(BROOKLYN, New York) – Poor preparation during the January sitting of the Caribbean Secondary Education Certificate (CSEC) is the cause of the continued high levels of absenteeism says the Caribbean Examination Council (CXC). Moreover, with 89.5 per cent of absentees in the region being age 17 and over, CXC’s Registrar/CEO, Glenroy Cumberbatch says that this is a major concern that needs to be earnestly addressed.
“While it is important for CXC to continue to expand access of its examinations through the January sittings, the rate of absenteeism for these examinations detracts from the critical objective of offering the opportunity to out-of-school and re-sit candidates to improve their qualifications. It is also a concern for the respective territories as it is a waste of resources,” he said.

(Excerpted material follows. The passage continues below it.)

Issue #228, opened 2025-01-17
Release v1.0.0 of `ion-schema-rust`


popematt:
As the Ion team and other users have used `ion-schema-rust` since its initial release in 2022, we have learned more about what customers need from `ion-schema-rust` and discovered bugs and other sharp edges.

“CXC remains committed to supporting all students with our resources for better preparation using CXC’s website www.cxc.org or CXC’s Connect App at www.gocxc.org for easy access to past papers, syllabi, study guides and other materials. We also facilitate online support from peers and other resource persons with CXC social media portals. These resources are easily accessible, secure and inexpensive. We will continue to reinforce that support with feedback on their performances, especially in areas where they need the strongest assistance,” Cumberbatch added.

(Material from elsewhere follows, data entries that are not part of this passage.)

PR #234, opened 2025-02-28
Adds TypeDefinition, TypeArgument, TypeReference, and TypeConstraint

popematt:
### Issue #, if available:

#228 

### Description of changes:

* Adds `TypeReference`, `TypeDefinition`, `TypeArgument`, and `TypeConstraint`
* Updates `LoadContext` to be parameterized with an `IslVersion` so that we can avoid having lots of `<SomeClass as ReadFromIsl<V>>::try_read(...)`.
* Adds `WriteContext` with a parameterized `IslVersion` for the same reason
* Updates the lifetimes in the `ValidateInternal` trait in order to solve a problem with multiple borrows of a mutable reference when attempting to call `validate_internal` for all constraints within a `TypeDefinition`.
* Adds some helper functions to `ion_extension.rs` for `Struct` and `Symbol`.
* Moves `TypeDefinitionBuilder` to the same file as `TypeDefinition`. This aligns with other types, which also have their builders in the same file as the type that they build.
* Adds a `ConstraintName` trait so that it's easy to access the keyword for a constraint.
* Adds `impl ValidateInternal`, `impl WriteAsIsl`, and `fn constraint_keyword()` to `AnyConstraint`

----


ion-schema/src/internal_traits.rs
```diff
@@ -59,16 +60,51 @@ pub(crate) struct SchemaStore {
...
 pub(crate) trait WriteAsIsl<V: IslVersion> {
-    fn write_as_isl<W: ValueWriter>(&self, writer: W) -> IonSchemaResult<()>;
+    fn write_as_isl<W: ValueWriter>(
+        &self,
+        writer: W,
+        ctx: &WriteContext<V>,
+    ) -> IonSchemaResult<()> {
+        let (major, minor) = V::MAJOR_MINOR;
+        invalid_schema_error(format!(
+            "Cannot write to Ion Schema Language {major}.{minor}"
```
zslayton:
```suggestion
            "Cannot write {self:?} as Ion Schema Language {major}.{minor}"
```
Or maybe even more user-friendly: `{self:?} is not supported in Ion Schema Language {major}.{minor}`.

ion-schema/src/internal_traits.rs
```diff
@@ -59,16 +60,51 @@ pub(crate) struct SchemaStore {
...
 
 // TODO: fields/functions to support
 //    * looking up types/schemas that are already loaded
 //    * queueing up types/schemas that need to be loaded
 //    * any other context that we discover that we need.
-pub(crate) struct LoaderContext {}
+pub(crate) struct LoaderContext<V> {
+    version: PhantomData<V>,
+}
+impl<V> LoaderContext<V> {
```
zslayton: Eventually I'd expect this `impl` to constrain `V: IslVersion`. At the moment it allows creating a useless `LoaderContext`, but that's fine for now.

ion-schema/src/model/ranges.rs
```diff
@@ -0,0 +1,173 @@
...
+                })
+            }
+            (Bound::Included(x), Bound::Included(y)) if x > y => {
+                Err(IonSchemaError::InvalidSchemaError {
+                    description: "Invalid range".to_string(),
+                })
+            }
+            (min, max) => Ok(IonSchemaRange { min, max }),
+        }
+    }
```
zslayton: This `match` is very repetitive, but also very resistant to refactoring for brevity! 😅

While I don't think the arms/guards can be consolidated, you can defer the bodies in the error case:

```suggestion
    pub fn try_new(min: Bound<T>, max: Bound<T>) -> Result<Self, IonSchemaError> {
        match (min, max) {
            (Bound::Unbounded, Bound::Unbounded) => {},
            (Bound::Excluded(x), Bound::Included(y)) if x >= y => {},
            (Bound::Included(x), Bound::Excluded(y)) if x >= y => {},
            (Bound::Excluded(x), Bound::Excluded(y)) if x >= y => {},
            (Bound::Included(x), Bound::Included(y)) if x > y => {}
            (min, max) => return Ok(IonSchemaRange { min, max }),
        };
        Err(IonSchemaError::InvalidSchemaError {
            description: "Invalid range".to_string(),
        })
    }
```

zslayton (approved):

ion-schema/src/model/constraints/mod.rs
```diff
@@ -3,6 +3,12 @@
 
 mod annotations_v2_simple;
 mod any_constraint;
+mod type_constraint;
 
 pub use annotations_v2_simple::*;
 pub use any_constraint::*;
+pub use type_constraint::*;
+
+pub(crate) trait ConstraintName {
```
desaikd, line 12: (Suggestion) This is fine. but it might be simple to just add this as a `name()` function to the enum `AnyConstraint`?

desaikd (approved):
There are some clippy warning not related to this change. Otherwise LGTM!

ion-schema/src/model/constraints/mod.rs
popematt: It's already present (although it's called `constraint_keyword()` right now), and it actually uses this trait in its implementation. This bit in the any constraint macro:
```rust
            pub(crate) const fn constraint_keyword(&self) -> &'static str {
                match self {
                    $($super_::$name(_) => $name::CONSTRAINT_NAME,
                    )+
                }
            }
```
Expands to
```rust
            pub(crate) const fn constraint_keyword(&self) -> &'static str {
                match self {
                    AnyConstraint::TypeConstraint(_) => TypeConstraint::CONSTRAINT_NAME,
                    AnyConstraint::TimestampPrecision(_) => TimestampPrecision::CONSTRAINT_NAME,
                    AnyConstraint::ContainerLength(_) => ContainerLength::CONSTRAINT_NAME,
                    // etc.
                }
            }
```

CXC also recommends stronger backing for students from their respective Ministries of Education by making students aware of available resources for better preparation. The CSEC examination is offered in January where re-sit and private students make up the most number of candidates, while the CSEC examination in May/June see mostly in-school candidates and private candidates. CSEC subjects are examined for certification at the General and Technical Proficiencies, which provides students with the foundation for further studies and entry to the workplace.

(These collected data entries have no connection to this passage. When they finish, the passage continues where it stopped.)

PR #235, opened 2025-03-04
Adds ranges, utf8_byte_length, and timestamp_precision

popematt:
### Issue #, if available:

#228 

### Description of changes:

* Consolidates the `any_of_these` and `any_of_these_refs` macros (used for `AnyConstraint`) into one macro so that we only need one list of the constraints.
* Adds `ReadFromIsl` for `i64` and `usize` to support range types
* Adds `IonSchemaRange` that is somewhat compatible with the range types in the Rust standard library.
  * In order to avoid some ugly APIs, I've make the `IonSchemaRange` implement `From` instead of `TryFrom`. That means it's possible to programmatically construct an empty range (which is not valid ISL). However, parsing ISL files will still correctly raise an error for empty ranges. I'm willing to revisit that decision.
* Adds `TimestampPrecision` and `Utf8ByteLength` constraints.
* Adds some more extension functions for `Element`

----

### DIFF
--- a/ion-schema/src/model/constraints/timestamp_precision.rs
+++ b/ion-schema/src/model/constraints/timestamp_precision.rs
@@ -13,11 +13,7 @@ use crate::{IonSchemaElement, IslVersion, ViolationInfo, ViolationRecorder};
 use ion_rs::{Element, IonResult, TimestampPrecision as TSPrecision, ValueWriter, WriteAsIon};
 use std::fmt::{Debug, Display, Formatter};
 use std::ops::ControlFlow;
-
-// For brevity within this module.
 use TimestampPrecisionValue::*;
-// Associated constants still need to be qualified, even with a * import.
-use TimestampPrecisionValue as Tpv;
 
 /// Argument for the [TimestampPrecision] constraint.
 #[derive(Copy, Clone, Debug, PartialOrd, PartialEq)]
@@ -64,14 +60,14 @@ impl TimestampPrecisionValue {
 
     fn as_str(&self) -> &'static str {
         match self {
-            Year => Tpv::YEAR,
-            Month => Tpv::MONTH,
-            Day => Tpv::DAY,
-            Minute => Tpv::MINUTE,
-            Second => Tpv::SECOND,
-            Millisecond => Tpv::MILLIS,
-            Microsecond => Tpv::MICROS,
-            Nanosecond => Tpv::NANOS,
+            Year => TimestampPrecisionValue::YEAR,
+            Month => TimestampPrecisionValue::MONTH,
+            Day => TimestampPrecisionValue::DAY,
+            Minute => TimestampPrecisionValue::MINUTE,
+            Second => TimestampPrecisionValue::SECOND,
+            Millisecond => TimestampPrecisionValue::MILLIS,
+            Microsecond => TimestampPrecisionValue::MICROS,
+            Nanosecond => TimestampPrecisionValue::NANOS,
         }
     }
 }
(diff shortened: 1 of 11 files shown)


ion-schema/src/model/constraints/timestamp_precision.rs
```diff
@@ -0,0 +1,300 @@
...
+use crate::result::{invalid_schema_error, IonSchemaResult};
+use crate::{IonSchemaElement, IslVersion, ViolationInfo, ViolationRecorder};
+use ion_rs::{Element, IonResult, TimestampPrecision as TSPrecision, ValueWriter, WriteAsIon};
+use std::fmt::{Debug, Display, Formatter};
+use std::ops::ControlFlow;
+
+// For brevity within this module.
+use TimestampPrecisionValue::*;
+// Associated constants still need to be qualified, even with a * import.
+use TimestampPrecisionValue as Tpv;
```
zslayton: I'd be ok with either, but having both seems unusual?

ion-schema/src/model/ranges.rs
```diff
@@ -0,0 +1,347 @@
...
+    fn from(value: T) -> Self {
+        IonSchemaRange {
+            min: Included(value.clone()),
+            max: Included(value),
+        }
+    }
+}
+
+// Technically, the implementations this produces can construct empty ranges, which are not valid in
+// Ion Schema Language. This only affects programmatically constructed types. If we want to
```
zslayton: Given our re-read of the spec, should this be updated?

zslayton (approved):
Looks good. There are some clippy comments to address before merging.

ion-schema/src/model/constraints/timestamp_precision.rs
popematt: Well, I like being able to use the enum variants without qualification (which is why the first one is there). If we're getting rid of one of them, I'd probably get rid of the second one.

ion-schema/src/model/ranges.rs
popematt: I've created https://github.com/amazon-ion/ion-schema/issues/140. Once that is resolved, I think we can remove this note. (I'll also update this note to mention that issue.)

ion-schema/src/model/constraints/timestamp_precision.rs
```diff
@@ -0,0 +1,296 @@
...
+    #[case::year("month", TimestampPrecision::new_unchecked(Month))]
+    #[case::year("day", TimestampPrecision::new_unchecked(Day))]
+    #[case::year("minute", TimestampPrecision::new_unchecked(Minute))]
+    #[case::year("second", TimestampPrecision::new_unchecked(Second))]
+    #[case::year("millisecond", TimestampPrecision::new_unchecked(Millisecond))]
+    #[case::year("microsecond", TimestampPrecision::new_unchecked(Microsecond))]
+    #[case::year("nanosecond", TimestampPrecision::new_unchecked(Nanosecond))]
+    #[case::year("range::[min, minute]", TimestampPrecision::new_unchecked(..=Minute))]
+    #[case::year("range::[minute, max]", TimestampPrecision::new_unchecked(Minute..))]
+    fn timestamp_precision_try_read_ok(#[case] ion: &str, #[case] expected: TimestampPrecision) {
```
desaikd, line 290: We should probably add invalid read test cases as well to make sure it errors on invalid data.

ion-schema/src/model/ranges.rs
```diff
@@ -0,0 +1,345 @@
...
+            Ok(IonSchemaRange::from(value))
+        }
+    }
+}
+
+impl<T: RangeBoundType> From<&T> for IonSchemaRange<T> {
+    fn from(value: &T) -> Self {
+        IonSchemaRange {
+            min: Included(value.clone()),
+            max: Included(value.clone()),
```
desaikd, line 201:
```suggestion
            max: Included(value),
```

ion-schema/src/model/constraints/timestamp_precision.rs
```diff
@@ -0,0 +1,296 @@
...
+/// [ISL 1.0]: https://amazon-ion.github.io/ion-schema/docs/isl-1-0/spec#timestamp_precision
+/// [ISL 2.0]: https://amazon-ion.github.io/ion-schema/docs/isl-2-0/spec#timestamp_precision
+#[derive(Debug, PartialEq, Clone)]
+pub struct TimestampPrecision {
+    range: IonSchemaRange<i64>,
+}
+
+impl TimestampPrecision {
+    pub(crate) fn new<T: Into<IonSchemaRange<TimestampPrecisionValue>>>(range: T) -> Self {
+        let tsp_range: IonSchemaRange<TimestampPrecisionValue> = range.into();
```
desaikd, line 114: I think I am msising something here. Is the current implementation only supporting valid ranges being constructed that are passed here. Are we only allowing ranges with same start and end. (i..e range:[year, year]).

ion-schema/src/model/ranges.rs
```diff
@@ -0,0 +1,345 @@
...
+    };
+}
+from_range!(Range);
+from_range!(RangeTo);
+from_range!(RangeFrom);
+from_range!(RangeInclusive);
+from_range!(RangeToInclusive);
+
+#[cfg(test)]
+mod tests {
```
desaikd, line 234: I couldn't find tests of ranges with timestamp precision in the timestamp_precision constraint file. Maybe we should add those different ranges here to check for read and write.(probably something like range::[month, year]).

ion-schema/src/model/ranges.rs
popematt: This one needs to be clone because we have `&T` rather than `T`.

ion-schema/src/model/constraints/timestamp_precision.rs
popematt: > Are we only allowing ranges with same start and end

No, there are are `From<_>` implementations for `IonSchemaRange` [here](https://github.com/amazon-ion/ion-schema-rust/pull/235/files#diff-b1b4a4530b9151e7a5be3879ff8c98f5ae3f7701fd84d21f0f4a1345b399b2eaR216-R231) that make it possible to do something like `TimestampPrecision::new(Year..=Day)` (equivalent to `range::[year, day]`) or `builder.timestamp_precision(Second..)` (equivalent to `range::[second, max]`).

ion-schema/src/model/ranges.rs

Like 2018, CXC offered 13 subjects for this January sitting. However, there was significant decline in the number of candidates this year with 14,233 entries compared to 20,194 candidate entries in 2018. Sixty percent of the candidates were women and candidates age 19 years and over dominated the January sitting. The subject entries remain consistent at 40,536 to that of 2018 when it was 40,654, with Mathematics once again as the largest subject with 9,196 entries, closely followed by English with 8,263 entries – similar to the entries of 2018.